INPUT:
= = = =
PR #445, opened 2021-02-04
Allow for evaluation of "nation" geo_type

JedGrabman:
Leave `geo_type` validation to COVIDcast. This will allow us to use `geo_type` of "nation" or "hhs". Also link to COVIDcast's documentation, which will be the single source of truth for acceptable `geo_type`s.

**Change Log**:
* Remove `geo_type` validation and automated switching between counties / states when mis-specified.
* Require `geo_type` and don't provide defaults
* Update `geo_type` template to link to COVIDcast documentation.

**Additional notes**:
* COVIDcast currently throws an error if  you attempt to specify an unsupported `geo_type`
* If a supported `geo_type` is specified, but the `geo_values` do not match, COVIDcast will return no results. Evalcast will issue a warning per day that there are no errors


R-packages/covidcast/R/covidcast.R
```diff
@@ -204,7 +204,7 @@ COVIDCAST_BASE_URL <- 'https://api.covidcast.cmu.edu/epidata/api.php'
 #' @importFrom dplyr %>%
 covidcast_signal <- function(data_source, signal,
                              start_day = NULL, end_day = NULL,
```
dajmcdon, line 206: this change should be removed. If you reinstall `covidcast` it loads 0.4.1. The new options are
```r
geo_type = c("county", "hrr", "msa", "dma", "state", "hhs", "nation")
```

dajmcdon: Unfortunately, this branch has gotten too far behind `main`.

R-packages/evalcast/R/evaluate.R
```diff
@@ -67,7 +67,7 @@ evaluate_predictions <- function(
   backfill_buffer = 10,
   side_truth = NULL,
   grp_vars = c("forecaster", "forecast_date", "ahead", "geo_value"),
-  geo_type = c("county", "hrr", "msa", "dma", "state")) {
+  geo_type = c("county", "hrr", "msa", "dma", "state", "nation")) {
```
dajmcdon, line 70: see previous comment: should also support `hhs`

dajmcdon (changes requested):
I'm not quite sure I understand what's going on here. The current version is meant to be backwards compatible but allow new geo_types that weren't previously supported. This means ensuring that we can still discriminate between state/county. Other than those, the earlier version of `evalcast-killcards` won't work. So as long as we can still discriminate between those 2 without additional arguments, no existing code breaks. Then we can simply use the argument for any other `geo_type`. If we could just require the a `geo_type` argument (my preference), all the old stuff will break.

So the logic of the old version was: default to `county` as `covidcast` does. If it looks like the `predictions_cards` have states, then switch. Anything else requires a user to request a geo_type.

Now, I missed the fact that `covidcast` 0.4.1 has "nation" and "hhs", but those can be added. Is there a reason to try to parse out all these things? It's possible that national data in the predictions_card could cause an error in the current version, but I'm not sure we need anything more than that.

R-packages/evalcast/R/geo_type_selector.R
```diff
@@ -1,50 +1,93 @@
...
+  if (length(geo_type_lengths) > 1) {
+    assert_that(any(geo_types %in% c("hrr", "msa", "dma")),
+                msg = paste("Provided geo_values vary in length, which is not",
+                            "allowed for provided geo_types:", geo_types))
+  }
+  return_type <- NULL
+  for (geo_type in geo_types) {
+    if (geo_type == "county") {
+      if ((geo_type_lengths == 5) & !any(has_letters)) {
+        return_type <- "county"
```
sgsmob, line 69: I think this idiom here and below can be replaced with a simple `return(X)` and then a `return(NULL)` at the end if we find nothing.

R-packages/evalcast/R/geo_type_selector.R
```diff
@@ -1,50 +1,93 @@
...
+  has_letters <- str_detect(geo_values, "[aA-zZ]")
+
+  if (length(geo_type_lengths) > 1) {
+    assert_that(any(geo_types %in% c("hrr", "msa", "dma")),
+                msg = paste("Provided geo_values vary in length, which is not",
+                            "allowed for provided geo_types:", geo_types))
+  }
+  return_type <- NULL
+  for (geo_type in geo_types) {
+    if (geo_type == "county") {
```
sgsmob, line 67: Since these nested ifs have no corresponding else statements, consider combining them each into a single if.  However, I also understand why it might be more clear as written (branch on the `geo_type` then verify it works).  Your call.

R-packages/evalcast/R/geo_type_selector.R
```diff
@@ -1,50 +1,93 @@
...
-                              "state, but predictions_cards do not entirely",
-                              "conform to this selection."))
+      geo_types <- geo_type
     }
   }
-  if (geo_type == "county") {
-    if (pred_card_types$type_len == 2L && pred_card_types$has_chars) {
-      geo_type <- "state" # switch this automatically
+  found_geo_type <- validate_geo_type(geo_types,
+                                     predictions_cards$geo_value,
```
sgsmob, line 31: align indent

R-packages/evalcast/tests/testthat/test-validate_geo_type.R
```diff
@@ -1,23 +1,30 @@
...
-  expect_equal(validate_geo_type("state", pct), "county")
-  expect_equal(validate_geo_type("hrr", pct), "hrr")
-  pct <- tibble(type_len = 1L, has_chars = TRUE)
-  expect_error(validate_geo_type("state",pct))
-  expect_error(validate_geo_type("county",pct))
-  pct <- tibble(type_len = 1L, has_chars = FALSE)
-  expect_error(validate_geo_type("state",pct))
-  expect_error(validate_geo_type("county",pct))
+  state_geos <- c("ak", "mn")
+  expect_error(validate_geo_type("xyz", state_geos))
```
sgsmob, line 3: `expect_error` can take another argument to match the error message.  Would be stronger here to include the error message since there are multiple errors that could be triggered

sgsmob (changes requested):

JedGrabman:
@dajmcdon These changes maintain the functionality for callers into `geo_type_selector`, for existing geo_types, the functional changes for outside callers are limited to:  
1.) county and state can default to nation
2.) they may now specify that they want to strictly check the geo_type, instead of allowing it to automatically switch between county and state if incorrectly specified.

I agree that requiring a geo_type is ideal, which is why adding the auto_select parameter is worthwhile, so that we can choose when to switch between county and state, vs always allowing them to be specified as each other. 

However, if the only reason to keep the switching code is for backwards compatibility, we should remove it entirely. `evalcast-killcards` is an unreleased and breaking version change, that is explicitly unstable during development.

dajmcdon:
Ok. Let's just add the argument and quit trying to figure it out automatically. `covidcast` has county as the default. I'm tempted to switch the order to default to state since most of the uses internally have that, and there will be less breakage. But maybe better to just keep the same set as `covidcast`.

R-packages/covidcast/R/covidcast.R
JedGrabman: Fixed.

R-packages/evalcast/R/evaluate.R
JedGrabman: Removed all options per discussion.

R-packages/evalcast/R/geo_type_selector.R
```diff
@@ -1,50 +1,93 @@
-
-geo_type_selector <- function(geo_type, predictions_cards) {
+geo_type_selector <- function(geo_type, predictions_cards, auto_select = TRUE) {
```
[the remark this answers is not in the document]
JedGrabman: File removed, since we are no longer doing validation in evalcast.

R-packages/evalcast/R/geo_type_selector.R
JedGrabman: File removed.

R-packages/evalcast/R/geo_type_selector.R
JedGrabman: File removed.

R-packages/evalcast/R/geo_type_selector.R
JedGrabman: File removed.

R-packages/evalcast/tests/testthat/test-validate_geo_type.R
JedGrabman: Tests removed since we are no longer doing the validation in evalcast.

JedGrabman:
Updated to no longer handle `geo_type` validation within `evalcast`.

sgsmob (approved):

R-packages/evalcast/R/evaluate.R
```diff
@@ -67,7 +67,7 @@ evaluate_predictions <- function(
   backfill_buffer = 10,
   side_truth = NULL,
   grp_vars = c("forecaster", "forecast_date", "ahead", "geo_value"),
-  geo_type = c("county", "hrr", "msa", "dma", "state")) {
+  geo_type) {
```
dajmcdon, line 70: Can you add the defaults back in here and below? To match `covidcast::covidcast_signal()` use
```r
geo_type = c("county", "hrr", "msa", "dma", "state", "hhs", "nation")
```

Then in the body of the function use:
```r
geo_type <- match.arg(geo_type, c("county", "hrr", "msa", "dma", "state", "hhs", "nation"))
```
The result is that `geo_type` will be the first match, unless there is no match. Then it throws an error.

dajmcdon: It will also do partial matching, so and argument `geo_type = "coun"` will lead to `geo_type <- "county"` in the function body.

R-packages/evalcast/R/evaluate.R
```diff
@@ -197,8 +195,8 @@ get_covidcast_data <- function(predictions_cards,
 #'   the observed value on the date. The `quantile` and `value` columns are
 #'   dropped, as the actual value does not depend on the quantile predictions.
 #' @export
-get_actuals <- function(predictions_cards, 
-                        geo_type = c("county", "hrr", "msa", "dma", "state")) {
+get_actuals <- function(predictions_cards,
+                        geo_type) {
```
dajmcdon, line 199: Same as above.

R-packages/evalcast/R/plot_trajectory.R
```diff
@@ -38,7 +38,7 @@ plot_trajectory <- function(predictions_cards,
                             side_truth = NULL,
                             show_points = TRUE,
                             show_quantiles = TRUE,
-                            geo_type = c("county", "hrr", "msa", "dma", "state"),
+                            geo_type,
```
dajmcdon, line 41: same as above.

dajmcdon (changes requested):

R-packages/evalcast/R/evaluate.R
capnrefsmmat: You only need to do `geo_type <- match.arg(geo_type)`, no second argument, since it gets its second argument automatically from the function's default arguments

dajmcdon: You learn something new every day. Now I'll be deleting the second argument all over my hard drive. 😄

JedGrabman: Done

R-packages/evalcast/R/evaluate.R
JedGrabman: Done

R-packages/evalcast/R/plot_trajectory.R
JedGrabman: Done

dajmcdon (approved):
= = = =
TASK TO CARRY OUT:
Where does "TRUE" appear in the records above? Copy each line that holds it.

SOLUTION TO THE PROBLEM:
-  pct <- tibble(type_len = 1L, has_chars = TRUE)
+geo_type_selector <- function(geo_type, predictions_cards, auto_select = TRUE) {
                             show_points = TRUE,
                             show_quantiles = TRUE,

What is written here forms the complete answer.